Hoy Mary llegó a Berlín. Y sí, volvió a llorar en el despegue.
Tengo varias sensaciones respecto de volar. Y varias teorías de por qué me moviliza tanto subirme al avión.
La primera es el puro miedo de volar; el miedo a las alturas, a estar tan lejos de la tierra. Y he aquí un poquito de verdad. No me gusta nada estar en el aire. Debe ser porque ya tengo mucho en la cabeza y “lo semejante incrementa lo semejante” creando desequilibrio en el organismo y en los distintos cuerpos. El poder de la palabra hace que las pavadas más increíbles suenen lindo, no?
La segunda teoría es que me da miedo o me incomoda la falta de control. No soy piloto (por ahora), con lo cual no puedo tener control sobre el despegue, el viaje, el aterrizaje y la llegads sana y salva a la tierra. Todo eso, además de mi propio bienestar, queda delegado, en manos de otra persona. Y esta falta o despojo de control molesta a tal punto que genera impotencia y frustración. He aquí la mitad de la verdad.
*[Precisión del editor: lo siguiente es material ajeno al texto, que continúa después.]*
PR #93, opened 2024-09-17
Extrema Component

robtorx:
## Description & Motivation

The component extrema finds min or max of a list of Logic and returns the value and index of the corresponding element.
Has functionality for finding first or last instance of the extrema if multiple of the same exist.
Includes extrema_test file, and config files. 

## Related Issue(s)

N/A

## Testing

Testing includes an extrema_test file with various cases. All rohd-hcl tests passed.

## Backwards-compatibility

No.

## Documentation

Documentation added to doc/components/.  Local API docs generated.


lib/src/extrema.dart
```diff
@@ -0,0 +1,90 @@
...
+    }
+
+    // Initializes extremaVal with value from index 0 of toCompareInternal.
+    var extremaVal = toCompareInternal[0];
+
+    // Initializes extremaIndex with index to 0.
+    Logic extremaIndex = Const(0, width: log2Ceil(toCompareInternal.length));
+
+    // If max is true, find max value. Else, find min value.
+    if (max) {
```
mkorbel1, line 66: you could move the condition for max vs. min inside to reduce code duplication.  for example, `final compareVal = max ? ...gt... : ...lt...`

lib/src/extrema.dart
```diff
@@ -0,0 +1,90 @@
...
+      for (var i = 1; i < toCompareInternal.length; i++) {
+        final compareVal = toCompareInternal[i].gt(extremaVal);
+        extremaVal = Logic(name: 'myName$i', width: extremaVal.width)
+          ..gets(mux(compareVal, toCompareInternal[i], extremaVal));
+        extremaIndex = mux(compareVal,
+            Const(i, width: log2Ceil(toCompareInternal.length)), extremaIndex);
```
mkorbel1, line 72: you could calculate the indexWidth once above and reuse to make this more readable

test/extrema_test.dart
```diff
@@ -0,0 +1,112 @@
...
+    expect(() => findMax.val.value.toInt(), throwsA(isA<RohdException>()));
+    expect(findMax.index.value.toInt(), equals(0));
+  });
+
+  test('List containing no elements.', () async {
+    // Create a list of Logic objects with
+    List<Logic> logics = [];
+
+    // Try to create an instance of Extrema
+    expect(() => Extrema(logics), throwsA(isA<ArgumentError>()));
```
mkorbel1, line 110: good test, but we should throw a more helpful error message like a `RohdHclException` explaining that you can't have an empty list

test/extrema_test.dart
```diff
@@ -0,0 +1,112 @@
...
+//
+
+import 'package:rohd/rohd.dart';
+import 'package:rohd_hcl/rohd_hcl.dart';
+import 'package:test/test.dart';
+
+void main() {
+  tearDown(() async {
+    await Simulator.reset();
+  });
```
mkorbel1, line 18: some additional cases to consider:
- if the max/min is in there multiple times, does it correctly find the first one?
- is it able to correctly find the max/min when it is the first/last element in the list?

lib/src/component_config/components/config_extrema.dart
```diff
@@ -0,0 +1,45 @@
...
+
+  /// A knob controlling the width of each element to sort.
+  final IntConfigKnob logicWidthKnob = IntConfigKnob(value: 8);
+
+  /// A knob controlling whether to find Max or Min.
+  final ToggleConfigKnob maxKnob = ToggleConfigKnob(value: true);
+
+  @override
+  late final Map<String, ConfigKnob<dynamic>> knobs = UnmodifiableMapView({
+    'max': maxKnob,
```
mkorbel1, line 29: you'll want to expose all three knobs here so that they show up properly in the configurator and web app

mkorbel1 (changes requested):
Really great start!  Nice work!  I commented some suggestions and changes

doc/components/extrema.md
mkorbel1, line 1: you can use the markdown extension suggested in the repo to auto-format this document to resolve errors

doc/components/extrema.md
```diff
@@ -0,0 +1,73 @@
+# Extrema
+
+ROHD-HCL provides a component to find the extrema of a list of Logic.
+
+The component `Extrema` will determine the extremas (maximum or minimum) and their position in a list of [`Logic`]s.
```
mkorbel1, line 5: In markdown files, you don't need to do the `[]` around things since it's not connected to `dart doc` linking capabilities.  Just wrapping with ticks "`" is enough. (remove the brackets)

lib/src/extrema.dart
```diff
@@ -0,0 +1,96 @@
...
+
+  /// Finds an extrema of List<[Logic]> [toCompare]. Inputs need not be the same
+  /// width, and will all be considered positive unsigned numbers.
+  ///
+  /// If [max] is `true`, will find maximum value, else will find minimum.
+  /// If [first] is `true`, will find first extrema, else will find last.
+  ///
+  /// Outputs the [index] and [val] of the extrema in the list of [toCompare].
+
+  Extrema(List<Logic> toCompare, {bool max = true, bool first = true}) {
```
mkorbel1, line 31: i think the `first` argument doesn't really make sense here, since effictively `max` and `first` are controlling the same thing (min vs max).  Addiitonal useful configurability would be something like `n` where you can find the "n'th" biggest or smallest.

lib/src/extrema.dart
```diff
@@ -0,0 +1,96 @@
...
+  Logic get val => output('val');
+
+  /// Finds an extrema of List<[Logic]> [toCompare]. Inputs need not be the same
+  /// width, and will all be considered positive unsigned numbers.
+  ///
+  /// If [max] is `true`, will find maximum value, else will find minimum.
+  /// If [first] is `true`, will find first extrema, else will find last.
+  ///
+  /// Outputs the [index] and [val] of the extrema in the list of [toCompare].
+
```
mkorbel1, line 30: don't leave empty space between the doc comment and function (check multiple places for this)

doc/components/extrema.md
```diff
@@ -0,0 +1,73 @@
...
+`Extrema` will then ouput two `Logic` signals:
+* `index` The index or position of the extrema in the list
+  >`index` will be a `Logic` with the smallest width needed to represent the largest possible index in the list.
+
+* `val` The value of the extrema.
+  >`val` will be a `Logic` with a width equal to the largest width of any element in the list.
+
+The `List<Logic>` may contain `Logic`s of any width. They will all be considered positive unsigned numbers. 
+
+`Extrema` will throw an exception if the `Logic` list is empty or has an empty element.
```
mkorbel1, line 24: what does an "empty element" mean?

doc/components/extrema.md
```diff
@@ -0,0 +1,73 @@
...
+    // Create an Extrema module to find the first maximum value.
+    final firstMax = Extrema(signals);
+    await firstMax.build();
+
+    // Assign the integer representation of the value of the index to a variable.
+    final x = firstMax.index.value.toInt();
+    print('x equals firstMax index: $x');
+
+    // print the index and value of the last minimum
+    print('lastMin index: ${lastMin.index}');
```
mkorbel1, line 51: these two lines will print `Logic`s, rather than values, so aren't really that interesting

doc/components/extrema.md
mkorbel1, line 1: also update `doc/README.md` component list to point to this doc

test/extrema_test.dart
```diff
@@ -0,0 +1,217 @@
...
+  test('List containing an empty element.', () async {
+    // Create a list of Logic objects with different values
+    final logics = [Logic(width: 4)]; // Empty element
+
+    // Create an instance of FindMax
+    final findMax = Extrema(logics);
+    await findMax.build();
+
+    // Verify the minimum value and index
+    expect(() => findMax.val.value.toInt(), throwsA(isA<RohdException>()));
```
mkorbel1, line 206: this test is not interesting because the exception is related to converting an illegal value (Z or X) into an integer, not something related to your component.  It's implicit that invalid inputs to your module may produce invalid outputs.

mkorbel1 (changes requested):

lib/src/extrema.dart
robtorx: The idea here was in the case of multiple instances of the same max or min, one could choose to return the index of the first instance or the last.

doc/components/extrema.md
robtorx: This was in reference to the test and exception thrown for a logic of some width but with no declared LogicValue.

lib/src/extrema.dart
mkorbel1: oh i see, i think it's at least confusing, but also probably not necessary.  i'd remove it

doc/components/extrema.md
```diff
@@ -0,0 +1,71 @@
...
+`Extrema` will take in an input containing a `List<Logic>` along with parameters for `max` and `first`.
+
+* `max` is a boolean indicating whether to find the maximum value (`true`), or the minimum value (`false`). Default is `true`.
+
+* `first` is a boolean indicating whether to find the first instance of the extrema (`true`), or the last instance (`false`). Default is `true`.
+
+`Extrema` will then ouput two `Logic` signals:
+
+* `index` The index or position of the extrema in the list
+  >`index` will be a `Logic` with the smallest width needed to represent the largest possible index in the list.
```
mkorbel1, line 18: i think you can just do `  *` (with some spaces before the `*`) to make an indented bullet.  the `>` is a quote

lib/src/extrema.dart
```diff
@@ -0,0 +1,79 @@
...
+    // Find indexWidth, initialize extremaIndex and extremaVal.
+    final indexWidth = log2Ceil(logics.length);
+    Logic extremaIndex = Const(0, width: indexWidth);
+    var extremaVal = logics[0];
+
+    // If max is true, find max value. Else, find min value.
+    for (var i = 1; i < logics.length; i++) {
+      final compareVal =
+          max ? logics[i].gt(extremaVal) : logics[i].lt(extremaVal);
+      extremaVal = Logic(name: 'myName$i', width: maxWidth)
```
mkorbel1, line 67: let's fix the name so it's something more interesting than "myName"

lib/src/component_config/components/config_extrema.dart
```diff
@@ -0,0 +1,47 @@
...
+  /// A knob controlling the width of each element to sort.
+  final IntConfigKnob logicWidthKnob = IntConfigKnob(value: 8);
+
+  /// A knob controlling whether to find Max or Min.
+  final ToggleConfigKnob maxKnob = ToggleConfigKnob(value: true);
+
+  @override
+  late final Map<String, ConfigKnob<dynamic>> knobs = UnmodifiableMapView({
+    'Length of list (Number of elements)': toCompareKnob,
+    'Width of list (For all elements)': logicWidthKnob,
```
mkorbel1, line 30: maybe "Element width" is better than "width of list"?

mkorbel1 (changes requested):
Very close! couple minor things

mkorbel1 (approved):
Looks great! Nice work!

PR #99, opened 2024-10-04
Fixed Point Value system

soneryaldiz:
## Description & Motivation

Introduce a value system to represent unsigned or signed fixed-point values following Q notation.

## Testing

All constructors, methods and operators have unit tests.

## Backwards-compatibility

Not a braking change.

## Documentation

work in progress.

### DIFF
--- a/lib/src/arithmetic/values/fixed_point_value.dart
+++ b/lib/src/arithmetic/values/fixed_point_value.dart
@@ -1,0 +1,167 @@
+// Copyright (C) 2024 Intel Corporation
+// SPDX-License-Identifier: BSD-3-Clause
+//
+// fixed_point_value.dart
+//
+// 2024 September 24
+// Authors:
+//  Soner Yaldiz <soner.yaldiz@intel.com>
+
+import 'dart:math';
+import 'package:meta/meta.dart';
+import 'package:rohd/rohd.dart';
+import 'package:rohd_hcl/rohd_hcl.dart';
+
+/// An immutable representation of (un)signed fixed-point values following
+/// Q notation (Qm.n format) as introduced by
+/// (Texas Instruments)[https://www.ti.com/lit/ug/spru565b/spru565b.pdf].
+@immutable
+class FixedPointValue implements Comparable<FixedPointValue> {
+  /// The full fixed point value bit storage in two's complement.
+  late final LogicValue value;
+
+  /// The sign of the fixed point number.
+  final LogicValue sign;
+
+  /// The integer part of the fixed-point number.
+  final LogicValue integer;
+
+  /// The fractional part of the fixed-point number.
+  final LogicValue fraction;
+
+  /// Constructs [FixedPointValue] from sign, integer and fraction values.
+  FixedPointValue(
+      {this.sign = LogicValue.empty,
+      this.integer = LogicValue.empty,
+      this.fraction = LogicValue.empty}) {
+    if ((integer == LogicValue.empty) & (fraction == LogicValue.empty)) {
+      throw RohdHclException('integer or fraction must be non-empty');
+    }
+    if ((sign == LogicValue.empty) | (sign.isZero)) {
+      value = [sign, integer, fraction].swizzle();
+    } else {
+      value = ~[LogicValue.zero, integer, fraction].swizzle() + 1;
+    }
+  }
+
+  /// Constructs [FixedPointValue] of a Dart [double] rounding away from zero.
+  factory FixedPointValue.ofDouble(double value,
+      {required bool signed, required int m, required int n}) {
+    if (value.abs().floor() > pow(2, m) - 1) {
+      throw RohdHclException('value exceed integer part');
+    }
+    if ((!signed) & (value < 0)) {
+      throw RohdHclException('Negative value must be signed.');
+    }
+    final sign = value >= 0 ? LogicValue.zero : LogicValue.one;
+    final integerPart = value.abs().floor();
+    final fractionalPart = ((value.abs() - integerPart) * pow(2, n)).round();
+
+    return FixedPointValue(
+        sign: signed ? sign : LogicValue.empty,
+        integer: LogicValue.ofInt(integerPart, m),
+        fraction: LogicValue.ofInt(fractionalPart, n));
+  }
+
+  /// Returns the value of the fixed-point number in a Dart [double] type.
+  double toDouble() {
+    final value = integer.toInt().toDouble() +
+        (fraction.toInt().toDouble() / pow(2, fraction.width));
+    return (sign == LogicValue.empty) | (sign == LogicValue.zero)
+        ? value
+        : -value;
+  }
+
+  /// Returns a negative integer if `this` less than [other],
+  /// a positive integer if `this` greater than [other],
+  /// and zero if `this` and [other] are equal.
+  @override
+  int compareTo(Object other) {
+    if (other is! FixedPointValue) {
+      throw RohdHclException('Input must be of type FixedPointValue');
+    }
+    final thisValue = toDouble();
+    final otherValue = other.toDouble();
+    if (thisValue == otherValue) {
+      return 0;
+    } else if (thisValue < otherValue) {
+      return -1;
+    } else {
+      return 1;
+    }
+  }
+
+  /// Equal-to operation that returns a LogicValue.
+  LogicValue eq(FixedPointValue other) =>
+      compareTo(other) == 0 ? LogicValue.one : LogicValue.zero;
+
+  /// Not equal-to operation that returns a LogicValue.
+  LogicValue neq(FixedPointValue other) =>
+      compareTo(other) != 0 ? LogicValue.one : LogicValue.zero;
+
+  /// Less-than operation that returns a LogicValue.
+  LogicValue operator <(FixedPointValue other) =>
+      compareTo(other) < 0 ? LogicValue.one : LogicValue.zero;
+
+  /// Less-than operation that returns a LogicValue.
+  LogicValue operator <=(FixedPointValue other) =>
+      compareTo(other) <= 0 ? LogicValue.one : LogicValue.zero;
+
+  /// Less-than operation that returns a LogicValue.
+  LogicValue operator >(FixedPointValue other) =>
+      compareTo(other) > 0 ? LogicValue.one : LogicValue.zero;
+
+  /// Less-than operation that returns a LogicValue.
+  LogicValue operator >=(FixedPointValue other) =>
+      compareTo(other) >= 0 ? LogicValue.one : LogicValue.zero;
+
+  /// Addition operation that returns a FixedPointValue.
+  /// The result is signed if one of the operands is signed.
+  /// The result integer has the max integer width of the operands plus one.
+  /// The result fraction has the max fractional width of the operands.
+  FixedPointValue operator +(FixedPointValue other) {
+    final res = toDouble() + other.toDouble();
+    final signed =
+        (sign != LogicValue.empty) | (other.sign != LogicValue.empty);
+    final m = max(integer.width, other.integer.width) + 1;
+    final n = max(fraction.width, other.fraction.width);
+    return FixedPointValue.ofDouble(res, signed: signed, m: m, n: n);
+  }
+
+  /// Subtraction operation that returns a FixedPointValue.
+  /// The result is always signed.
+  /// The result integer has the max integer width of the operands plus one.
+  /// The result fraction has the max fractional width of the operands.
+  FixedPointValue operator -(FixedPointValue other) {
+    final res = toDouble() - other.toDouble();
+    final m = max(integer.width, other.integer.width) + 1;
+    final n = max(fraction.width, other.fraction.width);
+    return FixedPointValue.ofDouble(res, signed: true, m: m, n: n);
+  }
+
+  /// Multiplication operation that returns a FixedPointValue.
+  /// The result is signed if one of the operands is signed.
+  /// The result integer width is the sum of integer widths of operands.
+  /// The result fraction width is the sum of fraction widths of operands.
+  FixedPointValue operator *(FixedPointValue other) {
+    final signed =
+        (sign != LogicValue.empty) | (other.sign != LogicValue.empty);
+    final res = toDouble() * other.toDouble();
+    final m = integer.width + other.integer.width;
+    final n = fraction.width + other.fraction.width;
+    return FixedPointValue.ofDouble(res, signed: signed, m: m, n: n);
+  }
+
+  /// Division operation that returns a FixedPointValue.
+  /// The result is signed if one of the operands is signed.
+  /// The result integer width is the sum of integer widths of operands.
+  /// The result fraction width is the sum of fraction widths of operands.
+  FixedPointValue operator /(FixedPointValue other) {
+    final signed =
+        (sign != LogicValue.empty) | (other.sign != LogicValue.empty);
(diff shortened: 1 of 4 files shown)


lib/src/arithmetic/values/fixed_point_value.dart
```diff
@@ -0,0 +1,167 @@
...
+      {this.sign = LogicValue.empty,
+      this.integer = LogicValue.empty,
+      this.fraction = LogicValue.empty}) {
+    if ((integer == LogicValue.empty) & (fraction == LogicValue.empty)) {
+      throw RohdHclException('integer or fraction must be non-empty');
+    }
+    if ((sign == LogicValue.empty) | (sign.isZero)) {
+      value = [sign, integer, fraction].swizzle();
+    } else {
+      value = ~[LogicValue.zero, integer, fraction].swizzle() + 1;
```
mkorbel1, line 43: doesn't this leave the `integer` and `fraction` with incorrect values that don't match `value`?

lib/src/arithmetic/values/fixed_point_value.dart
```diff
@@ -0,0 +1,167 @@
...
+    final fractionalPart = ((value.abs() - integerPart) * pow(2, n)).round();
+
+    return FixedPointValue(
+        sign: signed ? sign : LogicValue.empty,
+        integer: LogicValue.ofInt(integerPart, m),
+        fraction: LogicValue.ofInt(fractionalPart, n));
+  }
+
+  /// Returns the value of the fixed-point number in a Dart [double] type.
+  double toDouble() {
```
mkorbel1, line 67: what if it doesn't fit?  should we add exceptions? describe how rounding would occur?

lib/src/arithmetic/values/fixed_point_value.dart
```diff
@@ -0,0 +1,167 @@
...
+    final value = integer.toInt().toDouble() +
+        (fraction.toInt().toDouble() / pow(2, fraction.width));
+    return (sign == LogicValue.empty) | (sign == LogicValue.zero)
+        ? value
+        : -value;
+  }
+
```
mkorbel1, line 74: should we add a `toFloatingPointValue`?

lib/src/arithmetic/values/fixed_point_value.dart
```diff
@@ -0,0 +1,167 @@
...
+      return 0;
+    } else if (thisValue < otherValue) {
+      return -1;
+    } else {
+      return 1;
+    }
+  }
+
+  /// Equal-to operation that returns a LogicValue.
+  LogicValue eq(FixedPointValue other) =>
```
mkorbel1, line 95: If we want to stick with the APIs of `LogicValue`, we'd have `operator ==` and `hashCode` overridden which do direct bit comparisons, wheras `eq` and `neq` could potentially have `x`s generated (if inputs have some `x`s).

For example:

`eq` and `neq`
https://github.com/intel/rohd/blob/3e2d24a78adc7579fb7d4a99452d2105a2e70b65/lib/src/values/logic_value.dart#L1062-L1076

`==`
https://github.com/intel/rohd/blob/3e2d24a78adc7579fb7d4a99452d2105a2e70b65/lib/src/values/logic_value.dart#L541-L553

lib/src/arithmetic/values/fixed_point_value.dart
```diff
@@ -0,0 +1,167 @@
...
+  /// a positive integer if `this` greater than [other],
+  /// and zero if `this` and [other] are equal.
+  @override
+  int compareTo(Object other) {
+    if (other is! FixedPointValue) {
+      throw RohdHclException('Input must be of type FixedPointValue');
+    }
+    final thisValue = toDouble();
+    final otherValue = other.toDouble();
+    if (thisValue == otherValue) {
```
mkorbel1, line 85: could do `toDouble().compareTo(other.toDouble()`?

Although, also, this only scales up to numbers that fit (with enough precision) in a Dart `double`.  Should we implement a comparison using `LogicValue` instead (and considering sign, fraction, etc.) so that it works for any `FixedPoint` instead of only ones reliably representable as a `double`?

lib/src/arithmetic/values/fixed_point_value.dart
```diff
@@ -0,0 +1,167 @@
...
+  /// Less-than operation that returns a LogicValue.
+  LogicValue operator >=(FixedPointValue other) =>
+      compareTo(other) >= 0 ? LogicValue.one : LogicValue.zero;
+
+  /// Addition operation that returns a FixedPointValue.
+  /// The result is signed if one of the operands is signed.
+  /// The result integer has the max integer width of the operands plus one.
+  /// The result fraction has the max fractional width of the operands.
+  FixedPointValue operator +(FixedPointValue other) {
+    final res = toDouble() + other.toDouble();
```
mkorbel1, line 123: doesn't a standard `LogicValue + LogicValue` (with sufficient extension/padding) give the same operation but support any arbitrary size and precision?  (similar comment for other operators)

test/arithmetic/values/fixed_point_value_test.dart
```diff
@@ -0,0 +1,244 @@
...
+// Authors:
+//  Soner Yaldiz <soner.yaldiz@intel.com>
+
+import 'dart:math';
+import 'package:rohd/rohd.dart';
+import 'package:rohd_hcl/rohd_hcl.dart';
+import 'package:test/test.dart';
+
+void main() {
+  test('FXP: construct from sign,int,frac', () {
```
mkorbel1, line 14: nit: unnecessary to prefix test names with "FXP", since they're all in a fixed point test anyways.  If you do want to prefix, a `group` can do it.

test/arithmetic/values/fixed_point_value_test.dart
```diff
@@ -0,0 +1,244 @@
+// Copyright (C) 2024 Intel Corporation
+// SPDX-License-Identifier: BSD-3-Clause
+//
```
mkorbel1, line 3: file name and description in header?

lib/src/arithmetic/values/fixed_point_value.dart
soneryaldiz: `value` is always in two's complement where `integer` and `fraction` are not. Accessing `fractional` or `integer` in two's complement fashion is pointless. Assuming that `FloatingPointValue` objects will mostly be constructed using `ofDouble`, this class can be refactored as follows:
```dart
class FixedPointValue implements Comparable<FixedPointValue> {
  /// The full fixed point value bit storage in two's complement.
  late final LogicValue value;
  /// [signed] indicates whether the representation is signed.
  final bool signed;
  /// [m] is the number of bits reserved for the integer part.
  final int m;
  /// [n] is the number of bits reserved for the fractional part.
  final int n;
```
where value is always in two's complement. What do you think?

lib/src/arithmetic/values/fixed_point_value.dart
soneryaldiz: I will add an exception. As long as `m+n <= 52`, rounding is not required.

lib/src/arithmetic/values/fixed_point_value.dart
soneryaldiz: This creates a dependency between the two value systems. One could rather use `ofDouble` and `toDouble` methods to do conversions as needed.

soneryaldiz:
@mkorbel1 , I will refactor this implementation based on your comments:

- [ ] Refactor class members to eliminate integer and fraction
- [ ] Refactor operators to allow arbitrary integer and fraction width and to re-use `LogicValue` operators
- [ ] Add exceptions converting to Dart double (no saturation nor rounding)

lib/src/arithmetic/values/fixed_point_value.dart
mkorbel1: is it not also useful to provide an accessor for the integer and fraction portion of the `value`?  i.e. yes, this looks good, but maybe also add something that `getRange`s the integer and fraction portion?

lib/src/arithmetic/values/fixed_point_value.dart
mkorbel1: I think it's an ok dependency to have since they are in the same library, and it adds support for things that don't fit inside a standard `double`.

Another thing to (maybe?) consider is that Dart can be converted to JavaScript, which has weird characteristics. (https://dart.dev/guides/language/numbers).  The more you lean on `LogicValue`, the more you get for "free", since we've done *extensive* testing to make sure it works well.

lib/src/arithmetic/values/fixed_point_value.dart
```diff
@@ -2,7 +2,8 @@
 // SPDX-License-Identifier: BSD-3-Clause
 //
 // fixed_point_value.dart
-//
+// Representation of fixed-point values.
+
```
mkorbel1, line 6: nit: shouldn't have a blank line here

lib/src/arithmetic/values/fixed_point_value.dart
```diff
@@ -0,0 +1,211 @@
...
+  final bool signed;
+
+  /// [m] is the number of bits reserved for the integer part.
+  final int m;
+
+  /// [n] is the number of bits reserved for the fractional part.
+  final int n;
+
+  /// Returns true if the number is negative.
+  bool isNegative() => signed & (value.getRange(-1) == LogicValue.one);
```
mkorbel1, line 34: this works, another option is `signed & value[-1].toBool()`

lib/src/arithmetic/values/fixed_point_value.dart
```diff
@@ -0,0 +1,211 @@
...
+
+  /// Returns true if the number is positive.
+  bool isPositive() => !isNegative();
```
mkorbel1, line 37: is zero positive?

lib/src/arithmetic/values/fixed_point_value.dart
```diff
@@ -0,0 +1,211 @@
...
+    final w = signed ? m + n + 1 : m + n;
+    if (w != value.width) {
+      throw RohdHclException('Width must be (sign) + m + n.');
+    }
+  }
+
+  /// Expands the bit width of integer and fractional parts.
+  LogicValue expandWidth({required bool sign, int m = 0, int n = 0}) {
+    if ((m > 0) & (m < this.m)) {
+      throw RohdHclException('Illegal use.');
```
mkorbel1, line 57: these exceptions could be more descriptive

lib/src/arithmetic/values/fixed_point_value.dart
mkorbel1: In general, consider what we should do for "invalid" cases (i.e. values that contain X and Z).  Do we want to just disallow them and throw exceptions everywhere?  Or do we want to handle them somewhat and return a value with X's?

mkorbel1 (commented):
changes looking good!

soneryaldiz:
@mkorbel1 , this PR is ready for final review. I will add randomized testing for operators.

lib/src/arithmetic/values/fixed_point_value.dart
```diff
@@ -0,0 +1,257 @@
...
+    }
+    final w = signed ? m + n + 1 : m + n;
+    if (w != value.width) {
+      throw RohdHclException('Width must be (sign) + m + n.');
+    }
+  }
+
+  /// Expands the bit width of integer and fractional parts.
+  LogicValue expandWidth({required bool sign, int m = 0, int n = 0}) {
+    if ((m > 0) & (m < this.m)) {
```
mkorbel1, line 53: what if `m` or `n` passed in as arguments are less than 0?

lib/src/arithmetic/values/fixed_point_value.dart
```diff
@@ -0,0 +1,257 @@
...
+      compareTo(other) > 0 ? LogicValue.one : LogicValue.zero;
+
+  /// Less-than operation that returns a LogicValue.
+  LogicValue operator >=(FixedPointValue other) =>
+      compareTo(other) >= 0 ? LogicValue.one : LogicValue.zero;
+
+  @override
+  int get hashCode => _hashCode;
+
+  int get _hashCode =>
```
mkorbel1, line 134: this seems unnecessary to have the private copy, you could just put `int get hashCode =>  value.hashCode ^ signed.hashCode ^ m.hashCode ^ n.hashCode;`

test/arithmetic/values/fixed_point_value_test.dart
```diff
@@ -0,0 +1,258 @@
...
+                    signed: s1 == 0,
+                    m: m1,
+                    n: n1);
+                fxp2 = FixedPointValue(
+                    value: LogicValue.ofInt(i2, w),
+                    signed: s2 == 0,
+                    m: m2,
+                    n: n2);
+
+                // print('$i1 $i2 s1=$s1 m1=$m1 n1=$n1 s2=$s2 m2=$m2 n2=$n2');
```
mkorbel1, line 201: can remove debug prints from tests

test/arithmetic/values/fixed_point_value_test.dart
```diff
@@ -0,0 +1,258 @@
...
+                    reason: '-');
+                expect(fxp.n, max(n1, n2));
+                expect(fxp.m, max(m1, m2) + 1);
+
+                // multiply
+                fxp = fxp1 * fxp2;
+                expect(fxp.toDouble(), fxp1.toDouble() * fxp2.toDouble(),
+                    reason: '${fxp1.toDouble()}*${fxp2.toDouble()}');
+                expect(fxp.n, n1 + n2);
+                // expect(fxp.m, m1 + m2 + 1);
```
mkorbel1, line 224: did you mean to replace this back?

test/arithmetic/values/fixed_point_value_test.dart
```diff
@@ -0,0 +1,258 @@
...
+                        '${fxp1.toDouble()}/${fxp2.toDouble()} = $expectedValue');
+              }
+            }
+          }
+        }
+      }
+    }
+  });
+
+  test('xxx', () {
```
mkorbel1: this test is WIP?

mkorbel1 (commented):
What do you think of the two remaining comments?

- accessors for the fraction and integer portions
- to/from `FloatingPointValue`

I don't think they are strictly necessary to add (or if we want them, necessarily in this PR), just closing out remaining comments.

test/arithmetic/values/fixed_point_value_test.dart
mkorbel1: nvm see you fixed :)

soneryaldiz:
Accessors for the fraction and integer portions: This is a bit tricky and needs to be defined clearly. Here is an example: Q0.4 does not have an integer part, yet it can represent -1. When one asks for integer portion, what should it return?

to/from `FloatingPointValue`: Given both fixed point and floating point offers to/from double, is there a value add to have dedicated methods in this class?

mkorbel1:
> Accessors for the fraction and integer portions: This is a bit tricky and needs to be defined clearly. Here is an example: Q0.4 does not have an integer part, yet it can represent -1. When one asks for integer portion, what should it return?

Ah good point, ok then!

> to/from FloatingPointValue: Given both fixed point and floating point offers to/from double, is there a value add to have dedicated methods in this class?

What about large fixed point and floating point values that don't fit in double?

soneryaldiz:
Let's revisit from/to floating point after the refactoring is completed. Resolved all other comments in the last commit.

mkorbel1 (approved):
Looks great!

Pero la porción más grande de la verdad (la que tiene más dulce de leche y más crema y que suelo dejar para el final) reside en darme cuenta que NUNCA tenemos el control. Que “control” no es más que un concepto abstracto e irreal para que el ego se quede tranquilo (mirando la tele en pantuflas). Las cosas se suceden. Y nosotros le sucedemos a las cosas. Pero todo sucede por un bien mayor, una razón y un plan o una idea de evolución y de crecimiento. Un crecimiento que nos involucra a todos, desde los pasajeros del avión hasta los que pasean por la vereda o van a trabajar y miran hacia arriba, observando el dibujo que dejan las turbinas en el cielo.
Gracias por ser parte de mi crecimiento.